L’échelle du déchet




La visite du Port Autonome de Strasbourg et du RET, Rhine Europe Terminals nous a permis de prendre conscience des quantités de matières, de produits et de matériaux qui circulent à travers la ville. Strasbourg étant une ville portuaire connectée à Rotterdam via le Rhin, les conteneurs contiennent des tonnes de produits.
2ème port fluvial français le terminal manutentionne, stocke, entretien, répare, gère la logistique de toutes ces matières et produits.
54 000 tonnes de vrac manutentionnés/an.
600 à 700 camions par jours qui viennent au terminal.
15 rotations de trains par semaine.
12 rotations de barges par semaine.



Un conteneur, de la marchandise au déchet


Les formes de conteneurs de tri sont pléthoriques, le conteneur se décline sous une multitude de formes et nous constatons un jeu de voyelles entre le container (shipping container) et le conteneur de tri de déchets urbain.

Ce jeu sémantique entre container maritime apportant de la marchandise et le conteneur de déchet trié et fort en symbolique comme si ces marchandises qui deviennent des matières apparaissent et disparaissent dans des contenants hors sol.
Formellement une grande similitude existe également entre les containers et les conteneurs, le métal, les couleurs, et les formes sont identiques. Beaucoup d’efforts esthétiques ont été fait dans les nouveaux conteneurs en matières plastiques ou de biodéchet par exemple, mais ce vocabulaire formel reste industriel et lié à la logistique.

Le monde du container maritime est titanesque, pour prendre conscience de ce gigantisme, décrivons plus grand porte-conteneurs du monde, le MSC Gülsün, avec ces 400 mètres de long dépasse la hauteur de la tour Eiffel et peut embarquer, par exemple, 386 millions de paires de chaussures ou 47 512 voitures…
Le conteneur est une sorte de non-objet, objet posé en site urbain ou péri urbain, il est un espace de décharge organisée. L’usager vient y déposer ses détritus après les avoir soigneusement triés. Venir au conteneur est un acte volontaire, d’ailleurs ces objets sont nommés des lieux d’apports volontaires. Il y a une notion d’effort dans cette démarche de tri.
Pourtant ce conteneur est voué à être vidé et rempli indéfiniment, il ne fait que délimiter un espace, un parallélépipède ; il définit un cubage. Cette matière est ensuite transvasée sur un camion qui lui-même est ensuite vidé.

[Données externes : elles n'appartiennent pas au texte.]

PR #2522, opened 2026-08-20
docs(use_ros): state the reach a command pre-approval actually has

cagataycali:
## Problem

`STRANDS_ROS2_COMMAND_ALLOW` pre-approves safety-critical ROS 2 command surfaces for headless runs, and it is matched by `_match_blocklist`, which compares **base names** as well as exact names. That breadth is deliberate and load-bearing for the blocklist, where it is fail-safe: one bare `/cmd_vel` entry has to catch `/robot_b/cmd_vel` and every other namespaced drive topic in the graph, which is why the default set is spelled bare.

The same matcher serves the operator's pre-approval list, where the identical breadth points the other way. Measured from the running gate:

| `STRANDS_ROS2_COMMAND_ALLOW` | `/cmd_vel` | `/robot_a/cmd_vel` | `/robot_b/cmd_vel` | `/mobile_base/cmd_vel` |
|---|---|---|---|---|
| `/cmd_vel` | pre-approved | pre-approved | pre-approved | pre-approved |
| `/robot_a/cmd_vel` | still gated | pre-approved | still gated | still gated |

Le conteneur tout comme le camion ne sont donc que des objets de logistiques en transit, entre deux points, entre l’usager et l’usine de tri avant envoi vers son traitement. Il n’est en rien lié au terrain sur lequel il se pose, il ne communique pas avec le sol, ni son odeur, ni son bruit, ni son suintement. La récupération des déchets ménagers ne s’accompagne d’aucune poésie comme si nos déchets n’étaient que des marchandises venues dont ne sait où et allant nous ne savons où.
Pourquoi cet objet n’est-il pas roulant, pourquoi le vider dans un véhicule ? et pourquoi le tri ne s’y opère pas directement ?
Si le conteneur était un dessin animé, pour sûr que comme Wall-e, il ferait le tri et rejetterait au visage de l’usager le mauvais plastique mis au mauvais endroit, et il compacterait au maximum les déchets sur place pour en sortir des ballots.